Central African Republic rebels gain key positions in government

Posted Feb 3, 2013 by Raluca Besliu
On Sunday, the Central African Republic’s (CAR) Prime Minister, Nicolas Tiangaye, unveiled a national unity government as part of a power-sharing agreement with the Seleka rebel coalition.
A boy in the Central African Republic s Birao town largely burnt down during fighting in 2007
A boy in the Central African Republic's Birao town largely burnt down during fighting in 2007
The Seleka coalition was launched in August 2012 and is made up of breakaway factions from three former armed groups. It consists of Nureldine Adam’s Wa Kodro Salute Patriotic Convention (CPSK), Dhaffane Mohamed Moussa’s Convention of Patriots for Justice and Peace (CPJP), and a dissident faction of the Union of Democratic Forces for Unity (UFDR) led by Michel Djotodja. The first two rebel groups had reached peace agreements with the government and were supposed to cease fighting. The rebels claim that President Bozize, who gained power in 2003 through a coup and subsequently won elections in 2005 and 2011, has failed to uphold a 2007 peace agreement, and have pledged to depose him unless he started negotiating with them.
After the rebels gained control of around one-third of the country and were quickly approaching Bangui, CAR’s capital, President Bozize agreed to hold talks, which, on January 11, 2013, led to the creation of a national unity government as part of a deal to end the insurgency.

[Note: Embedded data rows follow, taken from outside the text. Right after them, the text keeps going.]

PR #138, opened 2018-09-14
Support passing parameters as a dictionary

dhood:
Closes ros2/launch#117
Requires ros2/rcl#299

The dictionary can be nested (to specify different groups of parameters) and can have substitutions at each level.

A yaml file is written following [this structure](https://github.com/ros2/rcl/blob/c9fe312674f8c5a2c5b40b6208c830f4ca8c40ff/rcl_yaml_param_parser/README.md). It always specifies the namespace and node name (requires ros2/rcl#299). Scoped out: deleting the file(s).

Design decisions:
1. Typically "iterables" of substitutions will be concatenated into a single string. However, a user may have been trying to specify a parameter array with each element a substitution. To distinguish these two cases, only Tuples of substitutions will be concatenated into a string, not any Iterable. Lists of substitutions will be treated as a parameter array.
1. Parameter files only work if the node name is specified, so if a parameter dict is passed, the node name must be specified also (https://github.com/ros2/launch/issues/139).

### DIFF
--- a/launch_ros/launch_ros/actions/node.py
+++ b/launch_ros/launch_ros/actions/node.py
@@ -91,13 +91,28 @@ class Node(ExecuteProcess):
         If no node_namespace is given, then the default namespace `/` is
         assumed.
 
+        The parameters are passed as a list, with each element either a yaml
+        file that contains parameter rules (string or pathlib.Path to the full
+        path of the file), or a dictionary that specifies parameter rules.
+        Keys of the dictionary can be strings or an iterable of Substitutions
+        that will be expanded to a string.
+        Values in the dictionary can be strings, integers, floats, or tuples
+        of Substitutions that will be expanded to a string.
+        Additionally, values in the dictionary can be lists of the
+        aforementioned types, or another dictionary with the same properties.
+        A yaml file with the resulting parameters from the dictionary will be
+        written to a temporary file, the path to which will be passed to the
+        node.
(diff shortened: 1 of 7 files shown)


launch_ros/launch_ros/actions/node.py
```diff
@@ -158,6 +182,70 @@ def node_name(self):
             raise RuntimeError("cannot access 'node_name' before executing action")
         return self.__final_node_name
 
+    def _create_params_file_from_dict(self, context, params):
+        with NamedTemporaryFile(mode='w', prefix='launch_params_', delete=False) as h:
+            param_file_path = h.name
+            # TODO(dhood): clean up generated parameter files.
```
wjwwood: Is the intention to merge this and follow up with a pull request to clean up the files or do you think we can do without it?

I know we talked about it before and I said it would be ok to not do that for now, but now I'm thinking we should really clean up after ourselves. What are your thoughts?

dhood: I agree that it's important also, was planning to leave it as followup to simplify reviewing of this PR. The tests are relying on the files being around atm so was going to also have an option to disable the cleanup.

dhood:
I'm gonna wait for https://github.com/ros2/rcl/pull/299 before I merge this so that it works for nodes in the root namespace. Will move this out of the review column.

Opposition leaders and senior levels were granted key positions in the new 32-member cabinet. Tiangaye himself, a lawyer and leader of the opposition Republican Convention for Social Progress, who had been declared prime minister on January 17 with the rebels’ support and had been tasked to form a new government until parliamentary elections next year, gained the key finance ministry. At the same time, the Seleka coalition’s leader, Michel Djotodia, was appointed as defence minister and deputy prime minister, while other senior rebels were assigned to the communications and forestry ministries.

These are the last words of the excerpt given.